═════ SOURCE RECORDS

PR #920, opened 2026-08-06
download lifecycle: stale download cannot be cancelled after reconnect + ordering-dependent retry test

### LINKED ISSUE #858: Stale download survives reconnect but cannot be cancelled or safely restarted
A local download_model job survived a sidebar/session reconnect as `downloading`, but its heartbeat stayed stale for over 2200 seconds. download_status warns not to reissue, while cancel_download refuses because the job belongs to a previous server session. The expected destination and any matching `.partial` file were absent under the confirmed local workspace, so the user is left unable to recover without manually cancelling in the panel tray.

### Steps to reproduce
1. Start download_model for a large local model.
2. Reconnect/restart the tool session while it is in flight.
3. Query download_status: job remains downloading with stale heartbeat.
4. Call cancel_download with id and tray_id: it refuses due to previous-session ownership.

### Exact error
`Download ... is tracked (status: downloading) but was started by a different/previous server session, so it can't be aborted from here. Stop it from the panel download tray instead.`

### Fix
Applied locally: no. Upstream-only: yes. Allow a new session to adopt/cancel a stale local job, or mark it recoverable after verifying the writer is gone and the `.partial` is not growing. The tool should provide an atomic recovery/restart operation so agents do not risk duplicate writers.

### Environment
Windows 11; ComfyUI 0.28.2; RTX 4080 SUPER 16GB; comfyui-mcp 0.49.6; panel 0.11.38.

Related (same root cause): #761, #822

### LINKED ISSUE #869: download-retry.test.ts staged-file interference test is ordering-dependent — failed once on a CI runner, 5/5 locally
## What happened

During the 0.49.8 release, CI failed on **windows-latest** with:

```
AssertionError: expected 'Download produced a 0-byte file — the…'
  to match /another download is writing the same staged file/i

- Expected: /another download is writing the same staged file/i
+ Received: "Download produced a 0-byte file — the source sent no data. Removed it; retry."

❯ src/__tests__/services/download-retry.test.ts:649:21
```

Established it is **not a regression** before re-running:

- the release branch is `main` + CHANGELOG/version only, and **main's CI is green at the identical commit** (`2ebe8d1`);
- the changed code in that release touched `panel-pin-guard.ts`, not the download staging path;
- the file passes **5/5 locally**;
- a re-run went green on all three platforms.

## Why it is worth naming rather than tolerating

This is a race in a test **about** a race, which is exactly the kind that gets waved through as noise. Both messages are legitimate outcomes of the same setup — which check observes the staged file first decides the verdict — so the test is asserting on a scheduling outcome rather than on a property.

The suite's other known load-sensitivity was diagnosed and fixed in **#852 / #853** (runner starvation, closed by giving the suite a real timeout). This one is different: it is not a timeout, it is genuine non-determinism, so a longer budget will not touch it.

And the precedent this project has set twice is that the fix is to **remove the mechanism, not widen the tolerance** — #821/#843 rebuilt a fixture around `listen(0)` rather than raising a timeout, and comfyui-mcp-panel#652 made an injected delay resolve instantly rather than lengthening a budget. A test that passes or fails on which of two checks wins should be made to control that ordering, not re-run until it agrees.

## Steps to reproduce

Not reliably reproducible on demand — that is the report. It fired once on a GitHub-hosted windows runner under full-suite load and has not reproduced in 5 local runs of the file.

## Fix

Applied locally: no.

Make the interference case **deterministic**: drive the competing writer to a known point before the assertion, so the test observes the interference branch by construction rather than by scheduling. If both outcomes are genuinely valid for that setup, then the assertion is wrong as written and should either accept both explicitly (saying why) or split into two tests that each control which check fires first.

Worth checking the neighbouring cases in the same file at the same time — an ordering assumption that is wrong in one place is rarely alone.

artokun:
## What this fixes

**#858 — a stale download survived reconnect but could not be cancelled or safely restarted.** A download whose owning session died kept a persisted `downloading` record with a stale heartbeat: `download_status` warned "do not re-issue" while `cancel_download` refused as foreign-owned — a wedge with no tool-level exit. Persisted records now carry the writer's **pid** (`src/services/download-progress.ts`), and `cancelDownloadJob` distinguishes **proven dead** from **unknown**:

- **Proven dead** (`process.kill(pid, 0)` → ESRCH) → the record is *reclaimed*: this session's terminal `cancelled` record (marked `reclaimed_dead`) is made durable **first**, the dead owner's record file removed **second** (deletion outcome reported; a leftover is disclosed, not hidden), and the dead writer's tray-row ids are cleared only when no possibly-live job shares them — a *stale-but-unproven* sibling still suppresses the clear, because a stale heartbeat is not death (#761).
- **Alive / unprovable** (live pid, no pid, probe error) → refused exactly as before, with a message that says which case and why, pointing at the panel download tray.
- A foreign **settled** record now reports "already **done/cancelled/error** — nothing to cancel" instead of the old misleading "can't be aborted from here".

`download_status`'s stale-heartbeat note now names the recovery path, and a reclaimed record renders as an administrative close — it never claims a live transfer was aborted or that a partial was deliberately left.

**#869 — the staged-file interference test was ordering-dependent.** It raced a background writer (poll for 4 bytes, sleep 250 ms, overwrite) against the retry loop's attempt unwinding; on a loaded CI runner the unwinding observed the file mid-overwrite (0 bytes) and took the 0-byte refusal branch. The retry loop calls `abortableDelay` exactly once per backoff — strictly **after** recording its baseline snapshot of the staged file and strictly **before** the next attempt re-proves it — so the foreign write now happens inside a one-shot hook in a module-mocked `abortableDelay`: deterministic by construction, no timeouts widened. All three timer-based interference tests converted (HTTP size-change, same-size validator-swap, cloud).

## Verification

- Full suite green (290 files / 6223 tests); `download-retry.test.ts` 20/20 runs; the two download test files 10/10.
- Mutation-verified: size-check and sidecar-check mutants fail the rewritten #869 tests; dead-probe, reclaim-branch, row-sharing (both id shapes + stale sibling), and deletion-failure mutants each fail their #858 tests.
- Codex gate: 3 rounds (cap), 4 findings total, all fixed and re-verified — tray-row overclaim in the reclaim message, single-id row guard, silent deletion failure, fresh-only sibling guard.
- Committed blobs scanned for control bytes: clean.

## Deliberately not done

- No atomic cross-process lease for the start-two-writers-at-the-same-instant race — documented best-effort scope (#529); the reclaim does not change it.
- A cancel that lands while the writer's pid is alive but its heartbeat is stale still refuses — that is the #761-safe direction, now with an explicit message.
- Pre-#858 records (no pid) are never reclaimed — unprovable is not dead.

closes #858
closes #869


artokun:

══════════

| EXERCISE BRIEF |
With the string "reclaimed" as the key, filter the data above and show the lines that match.

| REPLY TO THE TASK |
- **Proven dead** (`process.kill(pid, 0)` → ESRCH) → the record is *reclaimed*: this session's terminal `cancelled` record (marked `reclaimed_dead`) is made durable **first**, the dead owner's record file removed **second** (deletion outcome reported; a leftover is disclosed, not hidden), and the dead writer's tray-row ids are cleared only when no possibly-live job shares them — a *stale-but-unproven* sibling still suppresses the clear, because a stale heartbeat is not death (#761).
`download_status`'s stale-heartbeat note now names the recovery path, and a reclaimed record renders as an administrative close — it never claims a live transfer was aborted or that a partial was deliberately left.
- Pre-#858 records (no pid) are never reclaimed — unprovable is not dead.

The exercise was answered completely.